## TASK OBJECTIVE
Across all of the records below, determine the number of lines containing the string "method"; reply with that number only.

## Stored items
PR #7233, opened 2023-08-12
Update/Fixes AdvancedTextBox 

ivandrofly:
Extracted the logic checking dictionary availability into a separate method "IsDictionaryAvailable". This aims to improve code readability and modularity, thereby promoting better maintainability. Instead of having the logic embedded in the InitializeLiveSpellCheck method, it's now in its own method that can be used elsewhere if needed.

Modified the LoadDictionariesAsync method to directly return a new Task. This eliminates the need for async/await and simplifies code while maintaining functionality.

An error was noticed in the language check within AdvancedTextBox.cs where it was checking for "en " (with an extra whitespace) which always returned false and thus the condition inside never executed. This commit removes the unwanted whitespace to fix the condition check for English language ("en").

## YOUR SOLUTION
2